I'm super excited about my latest purchase. I had a super cute 2 horse extra tall and wide straight load that we bought last year, but since then we've bought another horse and my two girls and I have fallen in love with hauling to some of the bigger trail rides around my area and possibly even camping this summer. It quickly turned into a squabble over who was going with mama this trip. So after I fixed it up a little, I put it up for sale and made $800 on it from what I spent buying it last year. So one trailer sale, a saddle sale and one paycheck later, I came home with this Western Pro Elite 4 horse slant. LOVE IT! It needs a little paint on the inside but overall, it's in great shape. It has sleeping quarters with AC and a separate midtack. Not bad for $3500. But I've looked and looked and all I can find about the Western Pro's is that they were built in Wyoming. This one is a 2000. Their website hasn't been updated since 2001 or so. Did they get bought out? Just curious. I really don't care since this is exactly what I needed, but I thought maybe someone here knew something.


----------



## Rawhide (Nov 11, 2011)

Never heard of EM , but if you get no responses here I would call Mulligan Trailer Sales (Gillette) and ask them if they knew any history on "Western Pro" horse trailers.
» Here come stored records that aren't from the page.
Issue #24529, opened 2020-07-01
Interop doesn't work with intersection types


MaryamZi:
**Description:**
$title.

**Steps to reproduce:**
```ballerina
import ballerina/java;

function getInstance() returns map<string> & readonly = @java:Method {
    class: "org.maryam.Test"
} external;
```

```java
public static MapValueImpl<BString, BString> getInstance() {
    return new MapValueImpl<BString, BString>(new BMapType(BTypes.typeString, true));
}
```

Fails with
```cmd
$ ballerina build foo

Compiling source
        maryam/foo:0.1.0
error: maryam/foo:0.1.0::main.bal:3:1: {ballerina/java}METHOD_SIGNATURE_DOES_NOT_MATCH 'Incompatible return type for method 'getInstance' in class 'org.maryam.Test': Java type 'org.ballerinalang.jvm.values.MapValueImpl' will not be matched to ballerina type '(map<string> & readonly)''
```

**Affected Versions:**
slp1

PR #24531, opened 2020-07-01
Fix interop for intersection types

MaryamZi:
## Purpose
$title.

Fixes https://github.com/ballerina-platform/ballerina-lang/issues/24529

## Approach
Since the value that will be returned or passed as an argument for an intersection type will be a value of the effective type, we directly use the effective type in `JMethodResolver`.

## Samples
```ballerina
function getValues(map<int> & readonly intMap, map<string> & readonly stringMap) 
   returns (int|string)[] & readonly = @java:Method {
        class: "org/ballerinalang/nativeimpl/jvm/tests/StaticMethods"
} external;
```

```java
public static ArrayValue getValues(MapValue<BString, Long> intMap, MapValue<BString, BString> stringMap) {
   // ....
}
```

## Check List 
- [ ] Updated Change Log
- [ ] Added necessary tests
  - [x] Unit Tests
  - [ ] Spec Conformance Tests
  - [ ] Integration Tests
- [ ] Increased Test Coverage   
  - [ ] API documentation 
  - [ ] Ballerina By Examples


tests/jballerina-unit-test/src/test/java/org/ballerinalang/nativeimpl/jvm/tests/StaticMethods.java
```diff
@@ -392,4 +395,36 @@ public static BFuture getFutureOnly(BFuture future) {
...
+
+        for (Map.Entry<BString, Long> intEntry : intMap.entrySet()) {
+            entries[index++] = new ListInitialValueEntry.ExpressionEntry(intEntry.getValue());
+        }
+
+        for (Map.Entry<BString, BString> stringEntry : stringMap.entrySet()) {
+            entries[index++] = new ListInitialValueEntry.ExpressionEntry(stringEntry.getValue());
+        }
+
+        return new ArrayValueImpl(new BArrayType(new BUnionType(new ArrayList(2) {{
```
pubudu91, line 413: Can't we avoid creating this array type each time this is called?

MaryamZi: The size which is passed to the `BArrayType` constructor depends on the actual map value arguments, so we can't create the array type just once. We could maybe extract out the union type, but this method is just called twice via a single test, so I'm not sure if there's much to gain by doing so. WDYT?

pubudu91: Ah just now I noticed that this is a test file. No need then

Just a shot from the hip , worth a try. Play detective ! :wink:


1-307-682-0025


----------



## Shawneen (Apr 22, 2009)

I have a 95 model that I am trying to do the brakes on right now, but having no luck finding any info as to what I need to buy. I think I might have to just take the shoes to AutoZone and hopefully they can find a match.
Your post came up in my search results. This is an old post, but figured I would reply anyway - just because lol
I did buy my trailer in Wyoming, where my hubby is from.


----------



## horselovinguy (Oct 1, 2013)

Shawneen said:


> I have a 95 model that I am trying to do the brakes on right now, but having no luck finding any info as to what I need to buy. I think I might have to just take the shoes to AutoZone and hopefully they can find a match.
> Your post came up in my search results. This is an old post, but figured I would reply anyway - just because lol
> I did buy my trailer in Wyoming, where my hubby is from.


_
There are only a few manufacturers of axles and brake assemblies for any kind of trailer.
Guessing I would say probably a Dexter brand on your trailer as they are a huge company with many applications.
Instead of going crazy trying to "match"....
Do some good measurements or remove the entire backing plate and shoes and just replace the whole entire thing.
Did that on a trailer, was cheaper than piece buying it and now all is new and good....cost about $35 per wheel.
*I purchased my stuff from my local True Value Hardware store...all was in stock and best prices!!*
:runninghorse2:..._


----------



## mammakatja (Nov 3, 2009)

Hey Shawneen! Thanks for replying. Yea it's an old post, but I'm still in love with this trailer. We repainted it and it's my pride and joy. We did our own brakes. Brake assemblies don't have to be brand specific. Like horselovinguy said, the assemblies cross over to many types of trailers. Size depends on the number of lugs on your wheels. We bought our assemblies at Northern Tool because they happened to be on sale there at the time. If you need help with them, just about any trailer repair place will have them. Hope that helped!


----------